▶ _YOUR TASK_
Please give back each line of the listing, unchanged in every word.

▶ _MATERIAL TO PROCESS_
PR #9418, opened 2023-07-04
Enable nullability in some ToolStripManager members

gpetrou:
## Proposed changes

- Enable nullability in some ToolStripManager members.

###### Microsoft Reviewers: [Open in CodeFlow](https://portal.fabricbot.ms/api/codeflow?pullrequest=https://github.com/dotnet/winforms/pull/9418)

### DIFF
--- a/src/System.Windows.Forms/src/System/Windows/Forms/ToolStripManager.cs
+++ b/src/System.Windows.Forms/src/System/Windows/Forms/ToolStripManager.cs
@@ -63,24 +63,22 @@ public static partial class ToolStripManager
                 {
                     // Default to menu font
                     sysFont = SystemInformation.GetMenuFontForDpi(dpi);
-                    if (sysFont is not null)
-                    {
-                        // Ensure font is in pixels so it displays properly in the property grid at design time.
-                        if (sysFont.Unit != GraphicsUnit.Point)
-                        {
-                            retFont = ControlPaint.FontInPoints(sysFont);
-                            sysFont.Dispose();
-                        }
-                        else
-                        {
-                            retFont = sysFont;
-                        }
 
-                        s_defaultFontCache[dpi] = retFont;
+                    // Ensure font is in pixels so it displays properly in the property grid at design time.
+                    if (sysFont.Unit != GraphicsUnit.Point)
+                    {
+                        retFont = ControlPaint.FontInPoints(sysFont);
+                        sysFont.Dispose();
                     }
+                    else
+                    {
+                        retFont = sysFont;
+                    }
+
+                    s_defaultFontCache[dpi] = retFont;
                 }
 
-                return retFont!;
+                return retFont;
             }
             else
             {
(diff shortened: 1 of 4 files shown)


src/System.Windows.Forms/src/System/Windows/Forms/ToolStripManager.cs
```diff
@@ -54,14 +52,14 @@ internal static Font DefaultFont
...
+            Font? sysFont = null;
 
             // We need to cache the default fonts for the different DPIs.
             if (DpiHelper.IsPerMonitorV2Awareness)
             {
                 int dpi = CurrentDpi;
 
-                Font retFont = null;
+                Font? retFont = null;
                 if (s_defaultFontCache.TryGetValue(dpi, out retFont) == false || retFont is null)
```
halgab, line 63: if `s_defaultFontCache` can't hold null `Font`s, this can simply be
``
```suggestion
                if (!s_defaultFontCache.TryGetValue(dpi, out Font? retFont))
```

src/System.Windows.Forms/src/System/Windows/Forms/ToolStripManager.cs
```diff
@@ -83,12 +81,12 @@ internal static Font DefaultFont
                     }
                 }
 
-                return retFont;
+                return retFont!;
```
halgab, line 84: This looks odd. I guess it's to accomodate for the fact that we check `sysFont` for null even though it can't be null?

src/System.Windows.Forms/src/System/Windows/Forms/ToolStripManager.cs
```diff
@@ -120,7 +118,7 @@ internal static Font DefaultFont
                                 }
                             }
 
-                            return retFont;
+                            return retFont!;
```
halgab, line 121: same thing here

src/System.Windows.Forms/src/System/Windows/Forms/ToolStripManager.cs
```diff
@@ -15,22 +13,22 @@ public static partial class ToolStripManager
     // WARNING: ThreadStatic initialization happens only on the first thread at class CTOR time.
     // use InitializeThread mechanism to initialize ThreadStatic members
     [ThreadStatic]
-    private static WeakRefCollection t_toolStripWeakArrayList;
+    private static WeakRefCollection? t_toolStripWeakArrayList;
```
halgab, line 16: Sorry if it's a dumb question, but couldn't `WeakRefCollection` be generic? I see it's an internal class used only here.

gpetrou: Sounds like you are talking about a different issue/PR? I wouldn't change that in this PR.

halgab: I just happened to notice that while looking at your PR. Of course it doesn't have to be changed here. I just took the opportunity to bring this forward as it would remove a few casts

dreddy-work:
@gpetrou, did you get chance to look at other comments from @halgab ?

src/System.Windows.Forms/src/System/Windows/Forms/ToolStripManager.cs
gpetrou: Yes, this is to avoid a build warning.

gpetrou:
@dreddy-work I added an extra commit for the `if` statement.

src/System.Windows.Forms/src/System/Windows/Forms/ToolStripManager.cs
halgab: I understand that it's more impactful, but since the output of `SystemInformation.GetMenuFontForDpi` can't be null, isn't it cleaner to remove the null check of `sysFont` one line 69/66? That way you wouldn't have to change this line.

src/System.Windows.Forms/src/System/Windows/Forms/ToolStripManager.cs
```diff
@@ -83,12 +80,12 @@ internal static Font DefaultFont
...
                 }
 
-                return retFont;
+                return retFont!;
             }
             else
             {
                 // Threadsafe local reference
-                Font retFont = s_defaultFont;
+                Font? retFont = s_defaultFont;
```
dreddy-work, line 88: on line 104 below, null check on `sysFont ` is redundant. It cannot be null. If we remove that check, we could avoid `!` on line 120.

src/System.Windows.Forms/src/System/Windows/Forms/ToolStripManager.cs
dreddy-work: I was typing same and noticed the comment here :)

src/System.Windows.Forms/src/System/Windows/Forms/ToolStripManager.cs
gpetrou: @dreddy-work I added a separate commit per your suggestion.

dreddy-work (dismissed):

dreddy-work:
@gpetrou can you merge this with main?

gpetrou:
> can you merge this with main?

@dreddy-work done.

dreddy-work (approved):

▶ _YOUR SOLUTION_
PR #9418, opened 2023-07-04
Enable nullability in some ToolStripManager members

gpetrou:
## Proposed changes

- Enable nullability in some ToolStripManager members.

###### Microsoft Reviewers: [Open in CodeFlow](https://portal.fabricbot.ms/api/codeflow?pullrequest=https://github.com/dotnet/winforms/pull/9418)

### DIFF
--- a/src/System.Windows.Forms/src/System/Windows/Forms/ToolStripManager.cs
+++ b/src/System.Windows.Forms/src/System/Windows/Forms/ToolStripManager.cs
@@ -63,24 +63,22 @@ public static partial class ToolStripManager
                 {
                     // Default to menu font
                     sysFont = SystemInformation.GetMenuFontForDpi(dpi);
-                    if (sysFont is not null)
-                    {
-                        // Ensure font is in pixels so it displays properly in the property grid at design time.
-                        if (sysFont.Unit != GraphicsUnit.Point)
-                        {
-                            retFont = ControlPaint.FontInPoints(sysFont);
-                            sysFont.Dispose();
-                        }
-                        else
-                        {
-                            retFont = sysFont;
-                        }
 
-                        s_defaultFontCache[dpi] = retFont;
+                    // Ensure font is in pixels so it displays properly in the property grid at design time.
+                    if (sysFont.Unit != GraphicsUnit.Point)
+                    {
+                        retFont = ControlPaint.FontInPoints(sysFont);
+                        sysFont.Dispose();
                     }
+                    else
+                    {
+                        retFont = sysFont;
+                    }
+
+                    s_defaultFontCache[dpi] = retFont;
                 }
 
-                return retFont!;
+                return retFont;
             }
             else
             {
(diff shortened: 1 of 4 files shown)


src/System.Windows.Forms/src/System/Windows/Forms/ToolStripManager.cs
```diff
@@ -54,14 +52,14 @@ internal static Font DefaultFont
...
+            Font? sysFont = null;
 
             // We need to cache the default fonts for the different DPIs.
             if (DpiHelper.IsPerMonitorV2Awareness)
             {
                 int dpi = CurrentDpi;
 
-                Font retFont = null;
+                Font? retFont = null;
                 if (s_defaultFontCache.TryGetValue(dpi, out retFont) == false || retFont is null)
```
halgab, line 63: if `s_defaultFontCache` can't hold null `Font`s, this can simply be
``
```suggestion
                if (!s_defaultFontCache.TryGetValue(dpi, out Font? retFont))
```

src/System.Windows.Forms/src/System/Windows/Forms/ToolStripManager.cs
```diff
@@ -83,12 +81,12 @@ internal static Font DefaultFont
                     }
                 }
 
-                return retFont;
+                return retFont!;
```
halgab, line 84: This looks odd. I guess it's to accomodate for the fact that we check `sysFont` for null even though it can't be null?

src/System.Windows.Forms/src/System/Windows/Forms/ToolStripManager.cs
```diff
@@ -120,7 +118,7 @@ internal static Font DefaultFont
                                 }
                             }
 
-                            return retFont;
+                            return retFont!;
```
halgab, line 121: same thing here

src/System.Windows.Forms/src/System/Windows/Forms/ToolStripManager.cs
```diff
@@ -15,22 +13,22 @@ public static partial class ToolStripManager
     // WARNING: ThreadStatic initialization happens only on the first thread at class CTOR time.
     // use InitializeThread mechanism to initialize ThreadStatic members
     [ThreadStatic]
-    private static WeakRefCollection t_toolStripWeakArrayList;
+    private static WeakRefCollection? t_toolStripWeakArrayList;
```
halgab, line 16: Sorry if it's a dumb question, but couldn't `WeakRefCollection` be generic? I see it's an internal class used only here.

gpetrou: Sounds like you are talking about a different issue/PR? I wouldn't change that in this PR.

halgab: I just happened to notice that while looking at your PR. Of course it doesn't have to be changed here. I just took the opportunity to bring this forward as it would remove a few casts

dreddy-work:
@gpetrou, did you get chance to look at other comments from @halgab ?

src/System.Windows.Forms/src/System/Windows/Forms/ToolStripManager.cs
gpetrou: Yes, this is to avoid a build warning.

gpetrou:
@dreddy-work I added an extra commit for the `if` statement.

src/System.Windows.Forms/src/System/Windows/Forms/ToolStripManager.cs
halgab: I understand that it's more impactful, but since the output of `SystemInformation.GetMenuFontForDpi` can't be null, isn't it cleaner to remove the null check of `sysFont` one line 69/66? That way you wouldn't have to change this line.

src/System.Windows.Forms/src/System/Windows/Forms/ToolStripManager.cs
```diff
@@ -83,12 +80,12 @@ internal static Font DefaultFont
...
                 }
 
-                return retFont;
+                return retFont!;
             }
             else
             {
                 // Threadsafe local reference
-                Font retFont = s_defaultFont;
+                Font? retFont = s_defaultFont;
```
dreddy-work, line 88: on line 104 below, null check on `sysFont ` is redundant. It cannot be null. If we remove that check, we could avoid `!` on line 120.

src/System.Windows.Forms/src/System/Windows/Forms/ToolStripManager.cs
dreddy-work: I was typing same and noticed the comment here :)

src/System.Windows.Forms/src/System/Windows/Forms/ToolStripManager.cs
gpetrou: @dreddy-work I added a separate commit per your suggestion.

dreddy-work (dismissed):

dreddy-work:
@gpetrou can you merge this with main?

gpetrou:
> can you merge this with main?

@dreddy-work done.

dreddy-work (approved):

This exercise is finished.